Bacterial protection of microalgae facing chemical stress – BARRIER

BARRIER is a proof of concept project with multidisciplinary expertise for demonstrating, from the laboratory to a pilot process, that selected bacteria can protect microalgae when growing in various waters including produced water, seawater or wastewaters containing toxic compounds, providing higher algal resilience, productivity and bioremediation efficiency in saline wastewater treatments. Saline wastewater is a stubborn pollution source representing one of the most serious environmental problems occurring on land formations and in water reservoirs. In BARRIER project, natural microalgae and associated bacteria will be selected on organic and metallic toxic compounds. Microalgae-bacteria assemblages will be built, optimized through modeling and tested in large-scale mass culture processes using industrial wastewaters. Microalgae are promising organisms for producing a wide range of commodities (biofuel, bioplastics, …) including recycling and valuation of liquid and gaseous effluents.
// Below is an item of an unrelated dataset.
PR #13384, opened 2026-07-22
fix(synthetics): private locations UI fixes + Windows setup

Loaki07:
- Enable Windows agent setup tab (install.ps1 + published binary now exist).
- Rename location `name` → `label`; Private Locations list now shows the last-seen agent's name instead of a raw version string.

However, this is hindered by the difficulty to grow microalgae in contaminated waters, where various toxic may reduce their growth, and can even contribute to dramatic crash of the culture. Recent advances have shown that, when associated with a specific cluster of bacterial species, the resilience of assemblage can be significantly stronger than the microalgae alone.
Microalgae-bacteria consortia are shaped by complex interactions. Microalgae stimulate bacterial growth by the release of carbon exudates, whereas bacteria supply algae with vitamins and nutrients. Although the microalgae-bacteria relationships through metabolite exchanges are well studied, little is known however regarding the impact of chemical contaminants on the interactions between both microalgae and bacteria. Further experimental studies are required to understand the algae-bacteria interactions in the context of chemical pollution pressure in order to propose innovative strategies for improving the resilience of microalgae assemblage in contaminated effluents.
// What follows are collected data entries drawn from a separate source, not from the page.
PR #13386, opened 2026-07-22
fix: added header-level tab navigation (Checks / Private Locations) to the Synthetic Monitoring page

omkarK06:
## What changed

- Added header-level tab navigation (Checks / Private Locations) to the Synthetic Monitoring page using `OPageLayout`'s `#header-tabs` slot with `tabs-below`, rendering tabs on a dedicated second row.
- Made the header action button conditional: "New Check" on the Checks tab, "Setup an agent" on the Private Locations tab.
- Removed the `@setup` emit and "Setup an agent" button from the `PrivateLocations` table toolbar — that action now lives in the page header.
- Removed the `#tabs` slot (type toggle group) and `onEmptyAction` handler from `PrivateLocations`.
- Added 14 new tests for `SyntheticMonitoring` (25 total) and created a new `PrivateLocations.spec.ts` with 35 tests.

## Why

The user reported that `header-tabs` was not rendering on a second row — investigation revealed the `tabsBelow` prop was missing. Separately, the "Setup an agent" action needed to appear contextually in the page header when viewing Private Locations rather than as a persistent button in the table toolbar.

### DIFF
--- a/web/src/components/synthetics/results/ProtocolRunSummary.vue
+++ b/web/src/components/synthetics/results/ProtocolRunSummary.vue
@@ -172,7 +172,7 @@ const showAssertions = computed(
       :subtitle="run ? fmtTs(run.timestamp) : ''"
       :back="{
         label: t('synthetics.results.monitors'),
-        to: { name: 'synthetics-monitor-results', params: { id: monitorId } },
+        to: { name: 'synthetic-monitor-results', params: { id: monitorId } },
         dataTest: 'synthetics-protocol-run-back-btn',
       }"
     >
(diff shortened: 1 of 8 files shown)


Shrinath-O2:

This PR changes `web/**`/`tests/ui-testing/**`, and the **enterprise-only** e2e specs failed against it: [ENT run](https://github.com/openobserve/o2-enterprise/actions/runs/29945647586) (conclusion: `failure`).

Shrinath-O2:

This PR changes `web/**`/`tests/ui-testing/**`, and the **enterprise-only** e2e specs failed against it: [ENT run](https://github.com/openobserve/o2-enterprise/actions/runs/29950364021) (conclusion: `failure`).

Loaki07 (approved):

Issue #11531, opened 2026-04-29
Traces : Spans tab "Method" column references non-existent field "method", causes search errors


neha00290:
### Bug Description

 Traces : "Method" column in Spans tab causes API errors

### Priority

P0 - Critical

### Severity

Blocker

### Is this a regression?

Yes

### Steps to Reproduce (Optional)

Four objectives in BARRIER project:
• To evidence the role of bacteria in the protection of microalgae against contamination, by analyzing physiological responses of microalgae under controlled exposure to toxic chemicals.
• To characterize the fate of toxic chemicals and organic matrix during the biodegradation/immobilization processes.
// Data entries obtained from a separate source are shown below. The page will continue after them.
PR #13393, opened 2026-07-23
build(web): add CI-parity verify script and pin Node version

bjp232004:
Local checks could diverge from CI in three ways: no Node version was pinned (CI runs 24, older runtimes fail stylelint and Tailwind outright), and the six quality gates had to be remembered and run individually.

- .nvmrc + engines pin the runtime so nvm switches automatically
- verify runs exactly the gates CI enforces (type-check:app + 5 lints)
- verify:all adds the coverage gate from ui_unit_tests

type-check:app is the one CI gates on; plain type-check uses a different tsconfig and misses errors, which is the common way a frontend PR goes red.


nikhilsaikethe (approved):

Shrinath-O2:

This PR changes `web/**`/`tests/ui-testing/**`, and the **enterprise-only** e2e specs failed against it: [ENT run](https://github.com/openobserve/o2-enterprise/actions/runs/29982495958) (conclusion: `failure`).

PR #13399, opened 2026-07-23
fix(synthetics): RBAC — folder query param, move gate, create folder authority

Loaki07:
Three related synthetics RBAC fixes (frontend + backend handlers). Read-path and write-path folder isolation, all mirroring how alerts already works.

## Fixes

- **Per-check calls now send `?folder=`** — the UI wasn't passing the check's folder on per-check API calls (`get`/`run`/`enable`/`getRuns`/`getRun`/`presignArtifacts`/`artifactUrl`), so folder-scoped RBAC couldn't resolve. Threaded `route.query.folder` through the service + all call sites; also fixed `update()` which computed the folder param but never appended it. Matches `web/src/services/alerts.ts`.
- **Move requires PUT permission** — the `move_synthetics` handler did no permission check and didn't even extract the user, so a List+Delete-only role could move checks between folders. Now runs `check_permissions(id, org, user, "synthetics", "PUT", …)` per check before moving → 403 if any fails. Mirrors alerts' `move_to_folder`.
- **Create is folder query-authoritative** — the POST gate checks `?folder=`, but the handler wrote to `body.folder_id`, so a crafted body could create a check in a folder the user can't access. The `?folder=` query is now authoritative (`body.folder_id` ignored for the destination), exactly like regular alerts' `create_alert` (`get_folder(query)`).

## Notes

- Backend fixes are OSS-only — `check_permissions` lives in `openobserve-core`, so gating in the handlers is the correct place; no enterprise change.
- The anomaly-detection alert create has the same body-vs-query gap as the synthetics create fix — tracked separately in #13416 (fix later).
- Pairs with the o2-enterprise default-folder registration fix (#2247).


Shrinath-O2:
### ✅ ENT e2e gate — passed


[ENT run](https://github.com/openobserve/o2-enterprise/actions/runs/30003150567)

Subhra264 (approved):

Shrinath-O2:


No ENT counterpart — built against ENT `main`. · [ENT run](https://github.com/openobserve/o2-enterprise/actions/runs/30014336128)

PR #13401, opened 2026-07-23
fix(agent-graph): decouple from Service Graph, gate on resolved agent stream

oasisk:
## Summary

Fixes three Agent Graph issues, all rooted in the page embedding Traces' `ServiceGraph` (which reads viz/layout type from the shared `searchObj.meta` singleton and auto-loads on mount).

### 1. Wrong graph until refresh (returning from Agent Behavior)
On mount, the effective stream fell back to the literal `default` trace stream before `loadAgents()` resolved, so ServiceGraph rendered the whole `default` stream's service topology instead of the agent graph. Manual refresh masked it.
- `effectiveStream` no longer falls back to `default` in agent mode (empty without a selected agent)
- ServiceGraph render is gated behind `graphReady` (a genuinely resolved agent stream); spinner / "no agents" empty state otherwise
- stale agent/stream selections are reconciled on reload

### 2. No graph-type selector; inherited the Traces tab's type
- Added `vizType`/`layoutType` prop overrides on `ServiceGraph` (resolved via computeds that prefer props, else the shared store — Traces behavior unchanged)
- Agent Graph page gets its own Tree/Graph + layout selector, backed by its own state and distinct `agentGraph_*` localStorage keys

### 3. Stream picker listed agentless streams
- Now lists only the distinct `source_stream`s of discovered agents, annotated with per-stream agent counts (e.g. `sre_agent_traces_production (2 agents)`), with an option tooltip and a wider control for long names

## Tests
- New `AgentGraphPage.spec.ts` (5 tests): stream gating, no-agents empty state, viz/layout independence from the Traces store, stream-picker scoping + counts
- `vue-tsc` app + vitest typecheck clean

## Not included / follow-up
- **agent→model edge attribution** (agent node shows tool edges but model edges attach to the service root) is a **backend** topology gap in `src/core/src/traces/service_graph/processor.rs` (`build_agent_or_service` COALESCE falls back to `service_name` past `AGENT_INHERIT_DEPTH=4` hops or when no ancestor carries `gen_ai_agent_name`). Tracked separately.
- **env/version in the agent dropdown** requires backend extractor + DB migration + API changes. Tracked separately.

### DIFF
--- a/web/src/enterprise/views/AIObservability/AgentGraphPage.spec.ts
+++ b/web/src/enterprise/views/AIObservability/AgentGraphPage.spec.ts
@@ -1,0 +1,267 @@
+// Copyright 2026 OpenObserve Inc.
+//
+// @vitest-environment jsdom
+//
+// Regression tests for the Agent Graph page's stream-gating logic.
+//
+// The bug: in "agent" mode the page fell back to the `default` trace stream
+// whenever no agent was selected (e.g. no agents in the time window, or before
+// loadAgents() resolved). ServiceGraph loads on mount, so it queried `default`
+// and rendered that whole stream's service topology instead of an agent graph —
+// the wrong graph that "only a refresh fixed". These tests pin the corrected
+// behavior: ServiceGraph mounts ONLY once a real agent stream is resolved, and a
+// "no agents" empty state renders otherwise — never the default-stream graph.
+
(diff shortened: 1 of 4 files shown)


oasisk:
Superseded by #13404, which combines the UI and backend Agent Graph fixes into a single PR.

• To model and predict the role of interactions between microalgae and associated bacteria when exposed to combined toxic chemicals.
• To demonstrate in realistic outdoor pilot conditions that a selected microalgae-bacteria association provides a better resilience of the mass culture process and thus increases the yearly microalgal productivity and bioremediation processing in saline wastewaters with toxic contaminants.
BARRIER will perform complementary laboratory experiments in controlled and outdoor conditions with an upscaling approach using cultures of microalgae species and bacteria isolated from a contaminated environment.
BARRIER proposes a multidisciplinary approach relying on a consortium associating five academic laboratories and one industrial company developing bioremediation strategies, in order to obtain competencies in microbial ecology, ecotoxicology, organic and inorganic chemistry, molecular biology, modeling and process engineering and microalgae cultivation on oil and gas wastewater. BARRIER will allow a better understanding of the interactions between microalgae and bacteria. The methodological approach will help in characterizing the role of the bacteria in the protection of microalgae against chemical contamination. Lastly, BARRIER will propose innovative approaches with the manipulation of algae-bacteria consortia to use the effective algae-bacteria interactions, approaches that will be tested in realistic outdoor conditions with the support facilities and competences of the industrial Partner.